Quatrième journée labo junior ERILIIS. "DéCorpsTiquer le signifiant"

09 novembre 2015
Colloque / journée d'étude

La quatrième journée du labo junior ERILIIS aura lieu à l’Université Rennes 2 le 9 novembre 2015 ; nous accueillerons François Nemo (LLL, Université d’Orléans) et Sébastien Péron (ERIMIT, Université Rennes 2 et membre du labo junior ERILIIS).

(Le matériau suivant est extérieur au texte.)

PR #9460, opened 2025-06-20
[tool] Use `swift-format` from Xcode

stuartmorgan-g:
As of Xcode 16, `swift-format` is part of the Xcode distribution. Since CI now uses Xcode 16, we can just always use that version.

This:
- Removes the `swift-format-path` logic.
- Removes the check for `swift-format` being available
- Defaults Swift formatting to true only on macOS
- Removes the `swift-format` CIPD package from .ci.yaml
- Updates Pigeon in packages using Swift Pigeon generation to pick up a fix for a lint issue picked up by the latest version of `swift-format` (which was already fixed in Pigeon).

Fixes https://github.com/flutter/flutter/issues/153803

## Pre-Review Checklist

- [x] I signed the [CLA].

### DIFF
--- a/script/tool/lib/src/format_command.dart
+++ b/script/tool/lib/src/format_command.dart
@@ -58,6 +58,11 @@ class FormatCommand extends PackageLoopingCommand {
     argParser.addFlag(_kotlinArg,
         help: 'Format Kotlin files', defaultsTo: true);
     argParser.addFlag(_javaArg, help: 'Format Java files', defaultsTo: true);
+    // Currently swift-format is run via xcrun, so only works on macOS. If that
+    // ever becomes an issue, the ability to find it in the path and/or allow
+    // providing a path could be restored, to allow developers on Linux or
+    // Windows to build swift-format from source and use that. See
+    // https://github.com/flutter/packages/pull/9460.
     argParser.addFlag(_swiftArg,
         help: 'Format and lint Swift files', defaultsTo: platform.isMacOS);
     argParser.addOption(_clangFormatPathArg,


stuartmorgan-g:
@jmagman / @vashworth Any objection to this approach of just unconditionally using `xcrun`, rather than using the multi-step check originally described in https://github.com/flutter/flutter/issues/153803 ?

We could still do that version, if we wanted to support overriding the `swift-format` version (or to allow running `swift-format` from other platforms), but in practice I think that now that it's part of Xcode the chances that anyone will ever actually want to run a version that's not the Xcode version is very low, so probably not worth the complexity in the tool.

packages/file_selector/file_selector_macos/pigeons/messages.dart
```diff
@@ -45,7 +45,7 @@ class SavePanelOptions {
 /// Options for open panels.
 ///
 /// These correspond to NSOpenPanel properties.
-class OpenPanelOptions extends SavePanelOptions {
```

Cette séance se fixe les objectifs suivants :
 

  • Donner aux doctorants l’occasion de découvrir et d’explorer les travaux de François Nemo, notamment ceux qui concernent la polymorphie du signifiant et son étude. Constatant l’impasse à laquelle conduit une morphologie générative purement compositionnelle et combinatoire[1], il construit un modèle qui permet de rendre compte de l’instabilité des rapports forme/sens en morphologie, notamment en établissant une différence de niveaux dans le signifiant entre les briques combinatoires et les briques sémantiques du langage[2], en acceptant la flexibilité de ces dernières[3], ou en cherchant à quoi est attachée la signification, reconnaissant alors des bases consonantiques submorphémiques[4] ;
     
  • Voir à quelles applications concrètes ce modèle peut donner lieu dans le cadre de leurs propres sujets de thèse ; ainsi, par exemple, Sébastien Péron présentera ses premières réflexions en cours sur le suffixe espagnol –ón : ce sera l’occasion d’une tentative d’application collective à cet affixe espagnol de la démarche adoptée par F. Nemo dans l’étude de certains affixes du français (notamment re-, en-, -ier, -uple...). 
     

On poursuivra ainsi des questionnements déjà entamés au cours des précédentes séances sur le déCorpsTicage submorphémique du signifiant et la linéarisation ou non des submorphèmes, ou encore sur la possible nécessité heuristique de distinguer, au sein du signifiant, des niveaux jouant dans la construction du sens.
 

***
 

[1] Impossibilité avec cette approche de rendre compte du rapport qu’entretiennent re-spirer / in-spirer / ex-pirer dès lors que spir ne fonctionne pas comme unité ; ou encore, en refusant de reconnaître d’autres liens entre les mots que ceux de parenté, l’impossibilité de rendre compte du rapport entre des signifiants voisins mais non parents les uns des autres (morphologiquement et/ou diachroniquement), tels que stop - obstacle - obstruer - nonobstant, vrai - vérité - vérifier. Voir par ex. « Eléments pour une typologie des rapports forme/sens », Cahiers de Linguistique Analogique, 2, 2005 (en ligne).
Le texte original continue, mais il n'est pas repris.